When Atlantic Coast Pipeline officials learned they’d been denied access to the Davis Boulevard property — as they have been on the 500-acre Upton Farms near Nansemond River High School and on other properties all along the route — they sued, claiming Virginia’s so-called “right to trespass law” gives utility companies right of entry onto private property to perform necessary surveys.
Judge Carl Eason ruled against the pipeline company on a technicality, leaving undecided an important issue of law under the state constitution: Does the commonwealth’s 2012 constitutional amendment prohibiting the use of eminent domain for private purposes protect property owners from a utility’s right to trespass?
Pipeline opponents make an interesting argument when they suggest that allowing essentially unfettered access to private property by agents of a utility represents an effective “taking” of that property. Indeed, it’s not hard to imagine a situation in which the simple fact of having surveyors working on one’s property could keep the property owner from using it in whatever way he saw fit. In that case, the utility’s agents would temporarily, at least, have taken the property owner’s full use and pleasure of the property from him.

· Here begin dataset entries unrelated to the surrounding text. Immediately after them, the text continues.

PR #668, opened 2023-09-28
Elliptic curve visualizer

### LINKED ISSUE #593: Research SVG component for visualizing elliptic curves
Screenshot 2023-08-07 at 19 59 45

Figure out the best way to render something akin to the above, ideally it should support animation.

benalleng:
Closes #593 

[Preview](https://saving-satoshi-git-fork-benalleng-issue593-savingsatoshi.vercel.app/en/chapters/chapter-4/public-key-2?dev=true)


ecurrencyhodler:
Hmmm graph looks a bit strange when I change the width of the screen. This is what it looks like at 1046x740.
Screenshot 2023-09-27 at 7 52 00 PM

GBKS:
Really nice. A few tips for improvement:

- On mobile, the arrow and label are squeezed in between the graph and legend. Could the be positioned in the same place as on desktop?
- The pulsating circle is barely noticeable. I think you can make that a bit strong visually, and also slow down the animation quite a bit (more of a calm pulse)
- You shorten the pauses in between animation steps a bit more

I did not see the issue Andrew mentioned above, so I assume that's fixed.

Public key - Saving Satoshi

Another thing is that I cannot run this locally. npm can't figure out the dependencies when trying to install. Is there a particular node version that I need now, or something else?

benalleng:
Hmm not sure about the installation problem, It does add a new dependencey with react-lottie but I don't think that should be an issue

GBKS (approved):
Looks great. I think the pulse can be a bit smaller towards the end and still more visible, but happy to merge this as is.

PR #669, opened 2023-09-29
fix: issue with crashing when progress is in cha4

0tuedon:
Screenshot 2023-09-29 at 22 00 35

The issue on my local


benalleng (changes requested):
With these progress objects changed, we'll likely need to change them in each lesson content component as well.

0tuedon:
> With these progress objects changed, we'll likely need to change them in each lesson content component as well.



> With these progress objects changed, we'll likely need to change them in each lesson content component as well.

yh just updated this PR.

benalleng (approved):
Hmm I couldn't recreate your error but I think we normally use these 3 letter conventions anyways

PR #670, opened 2023-10-02
Match images to Figma

GBKS:
Various images were outdated, not crisp, or not the necessary minimum size for desktop retina screens. So I reviewed them and re-exported as needed. The [chapters overview page](https://saving-satoshi-git-feature-image-updates-savingsatoshi.vercel.app/en/chapters) should look very different now.

👊[Check the preview](https://saving-satoshi-git-feature-image-updates-savingsatoshi.vercel.app/en/chapters)✊🏼


adamjonas:
There are significant size savings by running these through imageoptim which just removes the metadata. Probably worth doing if we are going to switch these out.

Screenshot 2023-10-02 at 9 53 02 AM

GBKS:
If you are concerned about browser load performance, the framework already optimizes the images (size and compression).

adamjonas:
Yes, that was my main concern so not a necessary change, but generally I prefer to load images that have been run through imageoptim or the like so file sizes are only what we need.

adamjonas:
ACK on overview page and first couple of chapters

GBKS:
The images are now compressed.

benalleng (approved):
LGTM! Ran through the site and all the images look to match their figma counterparts

afterburn (approved):

afterburn:
We're also using [Next Images](https://nextjs.org/docs/pages/building-your-application/optimizing/images) which should optimize automatically for us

Surely the state should be able to plan public utilities and other public projects, and surveying is a necessary part of the planning process. Surveyors must be given access to properties that could be affected by such projects.
But there’s inherent value in access to one’s property, and someone should be responsible for paying that value when it is taken from the property owner. The interlopers should be required to pay rent at the market rate for however long they impinge on the portions of the properties they are surveying.
In the end, this is a property rights issue, and property rights are — or should be — sacrosanct in Virginia. A citizen should be secure in the knowledge that his property is his own to use — or to lend — however and whenever he sees fit. He should be further comforted in the knowledge that if the state requires him to use or give up the use of that property, however temporarily, he will have recompense.
We hope Virginia’s legal system comes to a similar conclusion.